[Opening Source data section]
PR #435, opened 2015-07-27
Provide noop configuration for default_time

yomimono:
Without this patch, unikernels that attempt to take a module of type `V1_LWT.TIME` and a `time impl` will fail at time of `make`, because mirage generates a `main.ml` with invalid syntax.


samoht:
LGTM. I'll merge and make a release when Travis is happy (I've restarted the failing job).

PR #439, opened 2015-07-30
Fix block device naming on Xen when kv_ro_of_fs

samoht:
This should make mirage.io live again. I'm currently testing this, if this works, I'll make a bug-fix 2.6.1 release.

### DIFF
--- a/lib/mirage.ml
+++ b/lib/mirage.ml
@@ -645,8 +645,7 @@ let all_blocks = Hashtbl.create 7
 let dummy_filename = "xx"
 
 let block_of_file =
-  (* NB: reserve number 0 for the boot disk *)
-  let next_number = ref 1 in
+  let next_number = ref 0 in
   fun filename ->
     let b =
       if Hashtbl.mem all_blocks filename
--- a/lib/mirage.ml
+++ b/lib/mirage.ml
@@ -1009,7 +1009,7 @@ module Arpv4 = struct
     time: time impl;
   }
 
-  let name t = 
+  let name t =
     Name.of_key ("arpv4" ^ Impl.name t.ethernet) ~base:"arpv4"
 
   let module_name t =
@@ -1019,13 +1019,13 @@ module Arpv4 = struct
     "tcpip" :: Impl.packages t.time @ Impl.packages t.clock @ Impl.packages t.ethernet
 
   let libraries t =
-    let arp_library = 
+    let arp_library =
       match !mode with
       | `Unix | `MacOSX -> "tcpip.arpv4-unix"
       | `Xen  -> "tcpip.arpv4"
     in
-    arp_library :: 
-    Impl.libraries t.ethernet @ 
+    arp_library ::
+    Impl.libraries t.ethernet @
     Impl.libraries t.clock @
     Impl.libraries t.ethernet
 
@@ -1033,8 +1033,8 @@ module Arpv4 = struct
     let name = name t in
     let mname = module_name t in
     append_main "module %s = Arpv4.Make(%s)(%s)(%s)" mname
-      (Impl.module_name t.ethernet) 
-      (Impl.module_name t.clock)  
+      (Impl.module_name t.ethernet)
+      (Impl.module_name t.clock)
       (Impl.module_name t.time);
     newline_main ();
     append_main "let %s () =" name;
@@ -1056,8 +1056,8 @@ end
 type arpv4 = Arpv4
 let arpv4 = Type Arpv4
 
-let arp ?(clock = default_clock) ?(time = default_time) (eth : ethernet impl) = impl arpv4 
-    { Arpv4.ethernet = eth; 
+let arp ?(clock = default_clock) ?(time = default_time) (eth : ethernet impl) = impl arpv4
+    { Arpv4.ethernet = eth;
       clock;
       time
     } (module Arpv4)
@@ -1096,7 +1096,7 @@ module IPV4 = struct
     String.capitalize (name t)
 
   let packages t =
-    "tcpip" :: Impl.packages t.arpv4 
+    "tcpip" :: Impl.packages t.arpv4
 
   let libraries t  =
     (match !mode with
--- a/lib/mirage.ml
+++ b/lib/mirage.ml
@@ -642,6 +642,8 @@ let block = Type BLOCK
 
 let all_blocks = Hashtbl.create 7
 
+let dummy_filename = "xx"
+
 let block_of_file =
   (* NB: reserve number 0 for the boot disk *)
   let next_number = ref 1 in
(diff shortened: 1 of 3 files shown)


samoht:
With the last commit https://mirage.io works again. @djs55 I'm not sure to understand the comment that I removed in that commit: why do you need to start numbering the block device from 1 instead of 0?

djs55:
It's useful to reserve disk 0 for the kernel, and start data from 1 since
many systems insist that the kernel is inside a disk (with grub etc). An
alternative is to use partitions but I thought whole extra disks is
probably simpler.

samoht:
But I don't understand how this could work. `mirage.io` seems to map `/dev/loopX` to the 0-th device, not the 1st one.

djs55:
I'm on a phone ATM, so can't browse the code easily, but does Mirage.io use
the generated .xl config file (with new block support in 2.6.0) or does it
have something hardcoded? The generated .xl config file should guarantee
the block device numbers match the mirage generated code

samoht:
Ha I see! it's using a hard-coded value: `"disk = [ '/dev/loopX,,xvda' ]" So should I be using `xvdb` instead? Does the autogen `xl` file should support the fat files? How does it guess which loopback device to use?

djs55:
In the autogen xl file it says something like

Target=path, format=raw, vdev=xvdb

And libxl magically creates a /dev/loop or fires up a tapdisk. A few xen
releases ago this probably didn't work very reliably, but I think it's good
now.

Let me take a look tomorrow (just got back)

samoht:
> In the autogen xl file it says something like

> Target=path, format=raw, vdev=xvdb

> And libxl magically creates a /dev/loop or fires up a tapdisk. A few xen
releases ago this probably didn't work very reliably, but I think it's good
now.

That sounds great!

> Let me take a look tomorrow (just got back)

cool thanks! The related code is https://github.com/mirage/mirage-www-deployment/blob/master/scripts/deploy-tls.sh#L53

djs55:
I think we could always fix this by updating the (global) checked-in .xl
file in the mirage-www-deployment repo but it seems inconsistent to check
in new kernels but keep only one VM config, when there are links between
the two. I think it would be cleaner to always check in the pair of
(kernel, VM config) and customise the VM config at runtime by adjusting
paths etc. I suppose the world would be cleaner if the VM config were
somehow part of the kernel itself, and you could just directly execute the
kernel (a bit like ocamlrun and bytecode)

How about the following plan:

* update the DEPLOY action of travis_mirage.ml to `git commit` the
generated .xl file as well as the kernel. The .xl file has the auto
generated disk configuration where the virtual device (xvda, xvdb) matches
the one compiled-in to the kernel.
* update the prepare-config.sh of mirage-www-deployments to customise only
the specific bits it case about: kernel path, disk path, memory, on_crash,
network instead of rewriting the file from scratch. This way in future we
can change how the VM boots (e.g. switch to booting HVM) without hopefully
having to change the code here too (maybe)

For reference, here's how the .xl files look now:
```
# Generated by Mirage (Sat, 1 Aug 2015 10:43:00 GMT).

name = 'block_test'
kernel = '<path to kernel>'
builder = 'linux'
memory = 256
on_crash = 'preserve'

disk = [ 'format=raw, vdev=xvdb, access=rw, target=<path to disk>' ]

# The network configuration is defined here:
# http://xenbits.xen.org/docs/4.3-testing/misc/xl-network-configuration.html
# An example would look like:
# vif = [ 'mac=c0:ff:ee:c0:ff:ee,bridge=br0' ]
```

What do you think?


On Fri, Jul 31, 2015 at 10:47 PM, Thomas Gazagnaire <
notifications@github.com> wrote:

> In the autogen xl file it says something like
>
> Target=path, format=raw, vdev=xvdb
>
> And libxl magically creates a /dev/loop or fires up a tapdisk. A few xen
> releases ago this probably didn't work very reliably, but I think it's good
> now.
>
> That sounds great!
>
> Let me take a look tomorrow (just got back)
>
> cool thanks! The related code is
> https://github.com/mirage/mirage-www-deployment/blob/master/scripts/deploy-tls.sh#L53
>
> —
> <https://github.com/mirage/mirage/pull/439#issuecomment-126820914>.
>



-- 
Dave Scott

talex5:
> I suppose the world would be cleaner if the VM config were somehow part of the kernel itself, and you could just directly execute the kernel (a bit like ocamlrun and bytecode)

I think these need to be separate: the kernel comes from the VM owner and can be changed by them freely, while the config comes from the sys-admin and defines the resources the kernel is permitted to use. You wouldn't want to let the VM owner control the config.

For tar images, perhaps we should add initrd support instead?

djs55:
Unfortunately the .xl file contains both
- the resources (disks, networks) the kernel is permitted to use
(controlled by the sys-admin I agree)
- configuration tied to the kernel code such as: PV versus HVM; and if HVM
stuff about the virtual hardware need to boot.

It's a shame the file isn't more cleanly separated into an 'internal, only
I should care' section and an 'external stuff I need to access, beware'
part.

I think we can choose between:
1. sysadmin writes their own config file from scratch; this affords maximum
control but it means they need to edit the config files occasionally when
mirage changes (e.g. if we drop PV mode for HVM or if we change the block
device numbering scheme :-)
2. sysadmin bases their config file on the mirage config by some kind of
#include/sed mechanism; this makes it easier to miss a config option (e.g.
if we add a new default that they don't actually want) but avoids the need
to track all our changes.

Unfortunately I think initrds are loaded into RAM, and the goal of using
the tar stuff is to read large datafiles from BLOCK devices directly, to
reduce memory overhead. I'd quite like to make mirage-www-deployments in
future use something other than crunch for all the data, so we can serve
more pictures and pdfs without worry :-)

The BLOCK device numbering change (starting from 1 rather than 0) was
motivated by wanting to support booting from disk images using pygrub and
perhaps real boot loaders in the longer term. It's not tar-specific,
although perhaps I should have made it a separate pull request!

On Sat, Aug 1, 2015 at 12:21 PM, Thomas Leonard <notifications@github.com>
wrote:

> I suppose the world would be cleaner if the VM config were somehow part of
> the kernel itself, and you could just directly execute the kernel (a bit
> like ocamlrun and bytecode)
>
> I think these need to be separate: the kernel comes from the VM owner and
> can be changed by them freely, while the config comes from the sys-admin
[Closing Source data section]
# [Your task]
A line qualifies when it holds the word "world"; report all qualifying lines from the records above.

# [Written reply]
paths etc. I suppose the world would be cleaner if the VM config were
> I suppose the world would be cleaner if the VM config were somehow part of the kernel itself, and you could just directly execute the kernel (a bit like ocamlrun and bytecode)
> I suppose the world would be cleaner if the VM config were somehow part of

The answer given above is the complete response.